■ **Exercise instructions**:
Output all records below verbatim.

■ **Input**:

****************

PR #23717, opened 2025-12-30
fix(editor): Fix NDV state getting stale when navigating using the floating buttons

scdekov:
## Summary

There was a similar issue in the FilterCondition component used in the If node where local component state was not being updated when switching to an empty node.

https://linear.app/n8n/issue/ADO-4573/set-node-detail-panel-doesnt-change-when-navigating-using-buttons-on

https://www.loom.com/share/0a6a2c1c0a8249f98a89a57e0872412e

## Review / Merge checklist

- [ ] Tests included. 


CharlieKolb (approved):
Please update the title to be more user facing for the release notes

PR #23724, opened 2025-12-30
chore(editor): Address Vue warnings

autologie:
## Summary

This PR cleans up following warnings on the browser's console.

When navigating
```
[Vue warn]: onMounted is called when there is no active component instance to be associated with. Lifecycle injection APIs can only be used during execution of setup(). If you are using async setup(), make sure to register lifecycle hooks before the first await statement.
[Vue warn]: onBeforeUnmount is called when there is no active component instance to be associated with. Lifecycle injection APIs can only be used during execution of setup(). If you are using async setup(), make sure to register lifecycle hooks before the first await statement.
```

When opening a dynamic modal
```
[Vue warn]: Vue received a Component that was made a reactive object. This can lead to unnecessary performance overhead and should be avoided by marking the component with `markRaw` or using `shallowRef` instead of `ref`. 
```

When opening NDV (with specific parameter)
```
[Vue warn]: Invalid prop: type check failed for prop "values". Expected Object, got Undefined
```
```
[Vue warn]: Failed setting prop "nodeType" on <div>: value [object Object] is invalid. TypeError: Cannot set property nodeType of #<Node> which has only a getter
```

When building `@n8n/chat` package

****************

■ **Task output**:
PR #23717, opened 2025-12-30
fix(editor): Fix NDV state getting stale when navigating using the floating buttons

scdekov:
## Summary

There was a similar issue in the FilterCondition component used in the If node where local component state was not being updated when switching to an empty node.

https://linear.app/n8n/issue/ADO-4573/set-node-detail-panel-doesnt-change-when-navigating-using-buttons-on

https://www.loom.com/share/0a6a2c1c0a8249f98a89a57e0872412e

## Review / Merge checklist

- [ ] Tests included. 


CharlieKolb (approved):
Please update the title to be more user facing for the release notes

PR #23724, opened 2025-12-30
chore(editor): Address Vue warnings

autologie:
## Summary

This PR cleans up following warnings on the browser's console.

When navigating
```
[Vue warn]: onMounted is called when there is no active component instance to be associated with. Lifecycle injection APIs can only be used during execution of setup(). If you are using async setup(), make sure to register lifecycle hooks before the first await statement.
[Vue warn]: onBeforeUnmount is called when there is no active component instance to be associated with. Lifecycle injection APIs can only be used during execution of setup(). If you are using async setup(), make sure to register lifecycle hooks before the first await statement.
```

When opening a dynamic modal
```
[Vue warn]: Vue received a Component that was made a reactive object. This can lead to unnecessary performance overhead and should be avoided by marking the component with `markRaw` or using `shallowRef` instead of `ref`. 
```

When opening NDV (with specific parameter)
```
[Vue warn]: Invalid prop: type check failed for prop "values". Expected Object, got Undefined
```
```
[Vue warn]: Failed setting prop "nodeType" on <div>: value [object Object] is invalid. TypeError: Cannot set property nodeType of #<Node> which has only a getter
```

When building `@n8n/chat` package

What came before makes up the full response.